Altogether it was a great success. I should mention that this can be served warm, at room temperature or cold. It is all a matter of preference.
Another great recipe using cheese is Cheese Flan – School Dinner Memories
Quiche Lorraine – Or NotCourse: Pies, TartsCuisine: FrenchDifficulty: Medium
225g(1 1/2 cups, based on scooping packed flour into a 250ml cup) plain flour
113g(1 stick) cold unsalted butter
80ml(1/3 cup) ice cold water (you may not need to use it all)
1.5g(1/4 tsp) salt
3 medium eggs(large in USA)
130g(4 1/2 oz) streaky bacon or lardons
240ml(1 cup) double cream
240ml(1 cup) milk
120g(1 cup) grated Gruyere, or other hard, cheese
3g(1/2 tsp) salt
1g(1/4 tsp) black pepper
1 egg white, for brushing pastry.
- Place the flour, salt and butter into the bowl of a processor and pulse until the texture is like breadcrumbs, with maybe a few small chunks of butter still visible (you can do this by hand, rubbing the butter into the flour).

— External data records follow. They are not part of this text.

PR #1496, opened 2024-08-08
Rt/wx/fix rule 18 2

weilixu:
This is not completed.


jugonzal07:
Updates found here:
https://github.com/pnnl/ruleset-checking-tool/pull/1498

PR #1497, opened 2024-08-08
update 18-2 json

weilixu:


jugonzal07:
Addressed here: https://github.com/pnnl/ruleset-checking-tool/pull/1498

PR #1515, opened 2024-08-23
RCT/YJ/get_spaces_served_by_swh_use func

yunjoonjung-PNNL:


Jiarongx-Xie (approved):
It looks good to me. Thank you Yun Joon!

rct229/rulesets/ashrae9012019/ruleset_functions/get_spaces_served_by_swh_use.py
```diff
@@ -0,0 +1,37 @@
...
+    """
+
+    spaces_served = [
+        space["id"]
+        for space in find_all(
+            "$.buildings[*].building_segments[*].zones[*].spaces[*]", rmd
+        )
+        for swh_use in find_all("$.service_water_heating_uses[*]", space)
+        if swh_use_id == swh_use["id"]
+    ]
```
weilixu, line 29: hmmm, I wonder what is the point of a list?
This is because every service water heating use data will be a nested data in a space...

weilixu: Propose to move water heating uses to building segment level so we preserve this logic to minimize future impact.

weilixu (approved):

PR #1521, opened 2024-09-10
RCT/YJ/decimal point update

yunjoonjung-PNNL:
A few notes for review:
From the numerical_assertions_rct.xlsx file, 
- 22-9: Changed from 1 to 0.1 because we compare fractions.
- 22-10: The rule in the spreadsheet doesn't match.
- 22-11: This rule isn't in the spreadsheet, but I added by myself.
- 22-31: The ```building_peak_load_b``` is the unit of power, not kW/ton. For now, I used ```ton``` with the precision 1.
- 18-2, 19-8, and 23-1: The unit should be ```cfm``` instead of dimensionless
- 23-8 and follow rules are empty in the spreadsheet, but I guessed their units/precisions based on other rules.
- All: Even if ```deg F``` is used in the spreadsheet, if the temperature comparison is done in K in the rule, I used ```K``` precision, ```0.1``` because 1 deg F ~= 0.5 deg C. Please let me know if you'd like to change this.


yunjoonjung-PNNL:
19-7-j case passed in my local testing (verified that all the updates were pushed), but failed in the CI/CD testing. I'll revisit this case.

yunjoonjung-PNNL:
Here is what I found for the 19-7-j case.

1. When I ran the case on my laptop, the Fig below shows the comparison values.
image

2. The Fig below shows the comparison values from the CI/CD testing.
image

As we can see the decimal points are treated slightly differently. 

@jugonzal07 Could you update the ```minimum_outdoor_airflow``` values significantly different between ```baseline``` and ```proposed```? This case is supposed to fail, but the reason it passed unexpectedly was two values are too close to each other.

yunjoonjung-PNNL:
The testing case 19-7-j was fixed and this PR is ready to be reviewed!

weilixu:
> A few notes for review: From the numerical_assertions_rct.xlsx file,

> * 22-9: Changed from 1 to 0.1 because we compare fractions.
Ok
> * 22-10: The rule in the spreadsheet doesn't match.
Not sure
> * 22-11: This rule isn't in the spreadsheet, but I added by myself.
Ok.
> * 22-31: The `building_peak_load_b` is the unit of power, not kW/ton. For now, I used `ton` with the precision 1.
Ok.
> * 18-2, 19-8, and 23-1: The unit should be `cfm` instead of dimensionless
Ok.
> * 23-8 and follow rules are empty in the spreadsheet, but I guessed their units/precisions based on other rules.
Yes, those were added after the spreadsheet created.

> * All: Even if `deg F` is used in the spreadsheet, if the temperature comparison is done in K in the rule, I used `K` precision, `0.1` because 1 deg F ~= 0.5 deg C. Please let me know if you'd like to change this.
That works for me.

PR #1523, opened 2024-09-12
RS/YJ/Rule 11-6

yunjoonjung-PNNL:
This rule hasn't been tested as the required function wasn't merged. I'll remove the draft mark when I finished the testing. Thanks!


yunjoonjung-PNNL:
I'm a bit confused by the RDS logic, but my interpretation of it is as follows:
1. if the '``are_thermal_losses_modeled``' key doesn't exist => pass
2. if the '``are_thermal_losses_modeled``' is False => pass
3. if the '``are_thermal_losses_modeled``' is True => fail

Please let me know if my interpretation is wrong. Thank you!

rct229/rulesets/ashrae9012019/section11/section11rule6.py
```diff
@@ -0,0 +1,85 @@
...
+                index_rmd=BASELINE_0,
+                list_path="buildings[*].building_segments[*]",
+            )
+
+        def create_data(self, context, data):
+            rmd_b = context.BASELINE_0
+
+            return {"rmd_b": rmd_b}
+
+        class BuildingSegmentRule(RuleDefinitionBase):
```
weilixu, line 45: My take is this rule should be at `service_water_heating_distribution_systems` level, not building level. (See RDS Evaluation Context)

In RMD Rule, we need to add an `is_applicable` to check if there are `service_water_heating_distribution_systems` or not.
In RMD Rule `create_data`, we should call `get_swh_components_associated_with_each_swh_distribution_system` to get the data.

In the ServiceWaterHeatingDistributionSystem, we need to check every piping, including children, is modeled with thermal losses turned to false.
You can reuse the same code block searches for piping under a ServiceWaterHeatingDistributionSystem from the `get_swh_components_associated_with_each_swh_distribution_system` function.

weilixu (commented):
In general, I feel the evaluation shall be at service water heating system distribution level. The implmenetation currently is in the buildilng level.

rct229/rulesets/ashrae9012019/section11/section11rule6.py
```diff
@@ -0,0 +1,85 @@
...
+    class RMDRule(RuleDefinitionListIndexedBase):
+        def __init__(self):
+            super(Section11Rule6.RMDRule, self).__init__(
+                rmds_used=produce_ruleset_model_description(
+                    USER=False, BASELINE_0=True, PROPOSED=False
+                ),
+                each_rule=Section11Rule6.RMDRule.BuildingSegmentRule(),
+                index_rmd=BASELINE_0,
+                list_path="buildings[*].building_segments[*]",
+            )
```
weilixu, line 38: Need a `is_applicable` here.

weilixu (changes requested):

yunjoonjung-PNNL:
This PR will be replaced with a new 11-6 PR.

PR #1525, opened 2024-09-16
RS/JX/Rule11-11

Jiarongx-Xie:
This rule has been tested and is ready for review.


rct229/rulesets/ashrae9012019/section11/section11rule11.py
```diff
@@ -0,0 +1,89 @@
...
+                        "$.buildings[*].building_segments[*].zones[*].spaces["
+                        "*].service_water_heating_uses[*]",
+                        "id",
+                        swh_use_id,
+                        rmd_b,
+                    )
+                    if swh_use.get("use", 0) > 0:
+                        has_swh_loads = True
+                        break
+            return {"has_swh_loads": has_swh_loads}
```
weilixu, line 85: Similarly, I think the exact logic can be cleaned up a bit.

I also suggest adding the sum of `swh_use` load for reporting instead of a boolean.
```python
return {
    "sum_swh_loads_b": sum_swh_loads
}
```

In the rulecheck, you can simply write:
```python
sum_swh_loads_b = calc_val["sum_swh_loads_b"]
return sum_swh_loads_b <= 0.0
```

weilixu (commented):
I think RDS logics can be simplified in the actual implementation - I provided the suggestions. 
Also, I recommend use swh_use loads instead of flag in the calc_vals for reporting purpose.

Jiarongx-Xie:
> I think RDS logics can be simplified in the actual implementation - I provided the suggestions. Also, I recommend use swh_use loads instead of flag in the calc_vals for reporting purpose.

The implementation you suggested is much more elegant. I have revised the script accordingly. Thank you!

rct229/rulesets/ashrae9012019/section11/section11rule11.py
```diff
@@ -0,0 +1,77 @@
...
+                        "$.zones[*].spaces[*].service_water_heating_uses[*]",
+                        building_segment,
+                    )
+                ]
+            )
+            return {"swh_use_loads_b": swh_use_loads_b}
+
+        def rule_check(self, context, calc_vals=None, data=None):
+            swh_use_loads_b = calc_vals["swh_use_loads_b"]
+            return swh_use_loads_b <= 0.0
```
weilixu, line 77: This implementation is likely making sense. I am not sure if this should be evaluated at building segment level (as indicated in the evaluation context) or RMD level (as indicated in the rule assertion.) We should clarify this with RDS team.
@KarenWGard any insights on this?

rct229/rulesets/ashrae9012019/section11/section11rule11.py
```diff
@@ -0,0 +1,77 @@
...
+                [
+                    swh_use.get("use", 0.0)
+                    # The json path needs to update if schema changes.
+                    for building_segment in find_all(
+                        "$.buildings[*].building_segments[*]", rmd_b
+                    )
+                    for swh_use in find_all(
+                        "$.zones[*].spaces[*].service_water_heating_uses[*]",
+                        building_segment,
+                    )
```
weilixu, line 70: We should follow the RDS way to extract the service water heating uses as the current schema may subject to changes.

Jiarongx-Xie: Sure, then I would suggest creating a function `find_exactly_one_swh_use` in utility_fucntions.py so we only need to update this function if the current schema changes.

weilixu: Sounds good.

Jiarongx-Xie: Addressed.

rct229/rulesets/ashrae9012019/section11/section11rule11.py
KarenWGard: @weilixu - good question.  The rule language references the whole building, but it seems to make more sense to evaluate at the building segment level.  Shall we discuss on our call?

weilixu: @Jiarongx-Xie could you please revise this to building segment level for evaluation?

yunjoonjung-PNNL (approved):
Looks great to me. Thank you Jiarong!

weilixu (approved):
Great work @Jiarongx-Xie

- Pour in about 60ml(1/4 cup) of the water and pulse again until the mixture just begins to clump, adding more water it needed. The mixture should still be quite powdery, with a few clumps.
- Tip the mixture onto a work surface and use your hands to squeeze it together into a ball of dough.
- Lightly flour the work surface and flatten the dough into a disc, lightly covering it in flour too.
- Roll out the dough into a circle of just over 12 inches/30 cm in diameter.
- Roll the dough carefully onto the rolling pin and transfer it to a 9 inch/23cm tart tin.
- Ease the pastry into the tin pressing it against the sides and covering the base.
- There should be a little excess dough over the edge of the pan. Tuck it inwards between the pastry side and the pan side, and press until the edge is slightly higher than the side of the tin.
- Chill the pastry in the fridge as you preheat the oven to 200C/180C Fan/400F.
- Take a sheet of aluminium foil and press it, carefully, onto the base of the pastry, and against the sides.
- Fold the foil down to make a double layer around the sides.
- Place the tart tin on a baking tray and put it in the oven to bake for 30 minutes.
- Place a little water into a frying pan and add the bacon.
- Cook the bacon for about 5 minutes, then drain the water off and pat the bacon dry.
- Add a very small amount of oil to the pan and fry the bacon to brown it, and to crisp it as much as you wish. Then set it aside.
- Remove the pastry from the oven and carefully peel off the foil.
- Brush beaten egg white over the surface of the pastry and bake for about 1 to 2 minutes, then remove from the oven again.
- Place the bacon onto the base of the tart case.
- Sprinkle the cheese over the bacon.
- Beat the eggs with the salt and pepper, then add the cream and milk and whisk to combine.
- Carefully pour the mixture over the cheese, until it fills the tart case, until the sides have about 1/2 inch of pastry still exposed.
- Transfer the tart tin, on the baking tray, into the oven and bake for 30 minutes until the top has risen and browned.
- Remove from the oven. The top will sink down and, if gently pressed the top should be quite firm.
- Leave the tart to cool for at least 30 minutes before removing from the tin.